Write-off of a Limited Liability Company Shareholder

Write-off of a Limited Liability Company Shareholder


Loans from shareholders to “their” limited liability company are a common financing instrument in practice. In a crisis or in the event of the company’s insolvency, corresponding write-offs at the shareholder level often result. The associated tax issues are repeatedly clarified by case law. In its ruling of November 19, 2024, case no. VIII R 8/22, the German Federal Fiscal Court had to decide at what point in time a write-off by a shareholder of a limited liability company in exchange for a debtor warrant is to taken into account.

According to the relevant case law of the German Federal Fiscal Court, in the case of a shareholder’s write-off against the limited liability company, a distinction must be made between the still recoverable and the no longer recoverable portion. In this respect, different taxation facts can be realized. The write-off of the recoverable portion of the claim results in a so-called hidden contribution. The pro-rata nominal value, which generally corresponds to the fair market value of the claim, is to be offset against the acquisition costs, so that a contribution profit of EUR 0 is ultimately obtained.

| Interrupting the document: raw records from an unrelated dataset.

PR #1560, opened 2021-11-20
Add git hooks configuration to install script

aitorvs:
Task/Issue URL: https://app.asana.com/0/414730916066338/1201403896220536/f

### Description
Add the git commit hooks configuration to the `install_tools.sh` script

### Steps to test this PR
Execute scripts and check hooks are setup correctly

### DIFF
--- a/install_tools.sh
+++ b/install_tools.sh
@@ -10,3 +10,5 @@ echo "Fetching ndk-bundle. Suppressing output to avoid travis 4MG size limit";
 sdkmanager "ndk-bundle" >/dev/null;
 echo "Fetching ndk-bundle complete";
 sdkmanager "system-images;android-22;default;armeabi-v7a";
+echo "Configuring pre-commit hooks"
+git config core.hooksPath .githooks


aitorvs:
* develop
  * **PR #1560**  (this PR)

CDRussell:
Not sure it makes sense adding the hook to this script. This script only really existed for setting up CI, and has a bunch of stuff in it that probably doesn't even make sense to have.

I get the desire for "one setup script" but that's not what this is in its current form. Maybe makes sense to create a different one specifically for your purpose?

aitorvs:
> Not sure it makes sense adding the hook to this script. This script only really existed for setting up CI, and has a bunch of stuff in it that probably doesn't even make sense to have any more.
> 
> I get the desire for "one setup script" but that's not what this is in its current form. Maybe makes sense to create a different one specifically for your purpose?

That interesting, because I used this script for setting up my environment twice, once when I first joined and this time when changed laptop.
Why is this script not suitable for setting up dev machines?

CDRussell:
I don't see a problem with it being added on here since it was actually useful for you in setting up your machine. It's probably less to do with it being suitable or not, and more that I just never considered it for that purpose. 

I had to configure some stuff manually before this script would run for me (related to [this](https://app.asana.com/0/0/1200861884946481/f)) hence why I never considered it before.

CDRussell (approved):

PR #1583, opened 2021-11-26
Catch CancelledKeyExceptions to prevent service crashing

CDRussell:
Task/Issue URL: https://app.asana.com/0/1199371158290272/1201433035781456/f

### Description
It is possible to experience a cancelled key exception when registering for events using the selector. These represent local issues with that connection and shouldn't propagate up to affect the `VPNService` running

### Steps to test this PR
This was initially observed when using [Lazada](https://play.google.com/store/apps/details?id=com.lazada.android&hl=en_US&gl=US), however it is intermittent there and unclear what the exact steps are to reproduce.

You can simulate what happens by manually cancelling the key.

**TcbDeviceToNetwork**, line 280
Add this: `tcb.selectionKey.cancel()`


aitorvs (approved):
This is an awesome catch :pray:

PR #1585, opened 2021-11-28
Allow configure local cache using local.properties file

aitorvs:
Task/Issue URL: https://app.asana.com/0/414730916066338/1201433136298885/f

### Description
* Some time ago we enabled gradle local build cache
* Bugs in kotlin incremental compilation sometimes interfere with the local cache
* This generally happens when modifying Dagger components
* The changes are sometimes not picked up by the compiler
* The easy fix when that happens is to remove the local cache directory
* Given that this is a local cache, it makes sense to be able to enable/disable it locally through local.properties

This PR will:
* allow to enable/disable local build cache through a property in local.properties file
  * the name of the property will be local.build.cache and will take true or false values

### Steps to test this PR
1. remove `build-cache` directory from root project directory
1. run `./gradlew clean`
1. ensure the `local.properties` file DOES NOT contain the `local.build.cache` property
1. build the app, `./gradlew assembleID` for instance
1. verity the `build.cache` directory is NOT created
1. run `./gradlew clean`
1. set `local.build.cache = false` in `local.properties` file
1. build the app, `./gradlew assembleID` for instance
1. verity the `build.cache` directory is NOT created
1. set `local.build.cache = true` in `local.properties` file
1. build the app, `./gradlew assembleID` for instance
1. verity the `build.cache` directory IS now created

### DIFF
--- a/settings.gradle
+++ b/settings.gradle
@@ -38,9 +38,31 @@ rootProject.children.each { subproject ->
 
 
 buildCache {
+
+    def getFile = { dir, filename ->
+        File file = new File("$dir$File.separator$filename")
+        file?.exists() ? file : null
+    }
+
+    def getLocalProperties = { dir ->
+        def file = getFile(dir, "local.properties")
+        if (!file) {
+            return null
+        }
+
+        Properties properties = new Properties()
+        properties.load(file.newInputStream())
+        return properties
+    }
+
     local {
+        def properties = getLocalProperties(rootDir)
+        if (properties != null) {
+            enabled = "true" == properties.getProperty("local.build.cache", "true")
+        } else {
+            enabled = true
+        }
         // configure local build cache directory so that it is local to the project dir
-        enabled = true
         directory = new File(rootDir, 'build-cache')
         removeUnusedEntriesAfterDays = 7
     }


aitorvs:
* develop
  * **PR #1585**  (this PR)

CDRussell:
@aitorvs it's unclear whether you intended to make local build cache opt in or opt out. the instructions suggest it's opt-in (disabled by default; "4. verity the build.cache directory is NOT created") but the code assumes it should use the build cache by default.

Can you clarify the intention and update either the test steps or the code to match?

settings.gradle
```diff
@@ -38,9 +38,31 @@ rootProject.children.each { subproject ->
...
+        properties.load(file.newInputStream())
+        return properties
+    }
+
     local {
+        def properties = getLocalProperties(rootDir)
+        if (properties != null) {
+            enabled = "true" == properties.getProperty("local.build.cache", "true")
+        } else {
+            enabled = true
```
CDRussell, line 63: As per top-level comment, this makes the build cache **enabled by default**. I think we're better making it disabled by default, but no strong opinions really

CDRussell (approved):
Noted that it's currently enabled by default (and we probably want to switch that), but confirmed that setting `local.build.cache=false` disables the build cache so that's working as expected

PR #1597, opened 2021-12-02
Avoid scoping errors in our Dagger setup

aitorvs:
Task/Issue URL: https://app.asana.com/0/414730916066338/1201415414578549/f

### Description
This PR harmonises the way we will scope dependencies in Dagger so that we avoid past mistakes mixing scope annotations resulting in unpexpected behavior.
We have also ditched the `ObjectGraph` naming and use `Scope` all over.

Recommended to see the [asana task](https://app.asana.com/0/414730916066338/1201415414578549/f) for more information about this.

With this PR we will have the following dagger scopes
* `AppScope` -> bound to the life of the application
* `ActivityScope` -> should be used for Activities
* `FragmentScope` -> should be used for Fragments
* `QuickSettingsScope` -> only use the quick tile setting for AppTP
* `ReceiverScope` -> should be used for broadcast receivers
* `VpnScope` -> only used for Vpn service

_Exceptions_
We currently do NOT support nesting dagger scopes, this means that the `AppScope` is the parent of ALL remaining scopes and, ALL remaining scopes are siblings, ie.
* children scopes have access to the dependencies in the parent scope
* sibling scopes do not have access to the dependencies in other siblins

Because we don't yet support nesting, some vpn-related activities that SHOULD use the `ActivityScope` are actually using the `VpnScope`, all because they need some dependencies that are contributed to the `VpnScope`.
To track those for future fixes, we have added an annotation dubbed `@WrongScope` that provide information as to what should be the appropriate scope.
In the future, when nesting is supported, we just need to find usages of that annotation and fix the scope.

Incidentally, and because we are heavy users of multi-bindings and unfortunatelly those require the `JvmSuppressWildcards` annotations, I have added a sugar over `Set` and `Map` multibindings to avoid mistakes.

### Steps to test this PR
This PR should not change any behavior, just fixes the usage of dagger annotations. If anything breaks, should now break at build time (this is why the `WrongScope` annotation exists now)

* Just perform regular smoke tests for the app and AppTP

PR #1602, opened 2021-12-03
Implement Activity->Fragment dagger component nesting

aitorvs:
Task/Issue URL: https://app.asana.com/0/414730916066338/1201432423603230/f

### Description
In PR #1597 we're harmonising the way we name dagger components and how we contribute dependencies to them. As a recap:
* Use @SingletonIn(AppScope::class) for app scope
* Use @SingletonIn(ActivityScope::class) for activity scope
* Use @SingletonIn(FragmentScope::class) for fragment scope

This a follow up PR to enable nesting those scopes:
* AppScope -> ActivityScope -> FragmentScope

Nesting means:
* child scopes can get access to dependencies in their parent scopes (but not the other way around), ie.
* `FragmentScope` would get access to deps in Fragment, Activity and App scopes
* `ActivityScope` would get access to deps in Activity and App scopes
* `AppScope` would get access to deps in App scope

The PR changes the fragments that were not in the `FragmentScope` to use that one instead. Functionality should not be affected at all

### Steps to test this PR
Smoke tests for app and AppTP

### DIFF
--- a/app/src/main/java/com/duckduckgo/app/di/component/AppEnjoymentDialogFragmentComponent.kt
+++ b/app/src/main/java/com/duckduckgo/app/di/component/AppEnjoymentDialogFragmentComponent.kt
@@ -17,7 +17,7 @@
 package com.duckduckgo.app.di.component
 
 import com.duckduckgo.app.browser.rating.ui.AppEnjoymentDialogFragment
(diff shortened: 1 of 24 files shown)


aitorvs:
* develop
  * **PR #1597** 
    * **PR #1602**  (this PR)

To the extent of the no longer recoverable portion of the claim, the write-off results in a capital loss, which is to be allocated to the (negative) income from capital assets. This is based on the assumption that the write-off results in the loss of the claim, which is equivalent to the case of assignment expressly covered by the law. In economic terms, it makes no difference whether the shareholder assigns a claim to the limited liability company or writes it off. This also applies in the case of a write-off subject to the condition subsequent. This is because at the level of the company as the debtor, the legal consequences of a write-off in exchange for a debtor warrant arise at the time of the write-off. At that point, the loan is reclassified from debt to equity. The shareholder loan only reverts to debt capital once the recovery occurs. Accordingly, the shareholder as creditor must take into account the loss from the conditional write-off at the time of the write-off and not only when it is certain that the condition subsequent, i.e. the recovery, will no longer occur.

Incidentally, until the recovery occurs, the shareholder acquires an expectancy in the revival of his claim. This is a distinct, marketable asset in its own right. In particular, the expectancy is not partially identical with the extinguished claim, but rather represents a preliminary stage for the new acquisition of the claim. The expectancy is to be valued at zero.

Notice:

The standard-specific definition of acquisition costs as per Section 17 (2a) of the German Income Tax Act did not (yet) apply in the case in question. According to this, for realization dates after July 31, 2019, it is determined that, among other things, loan losses incurred under company law constitute subsequent acquisition costs for the investment. However, the statement contained in the circular of the German Federal Ministry of Finance dated May 19, 2022, no. 62, regarding the relevant point in time of the write-off may be outdated in view of the current ruling of the German Federal Fiscal Court.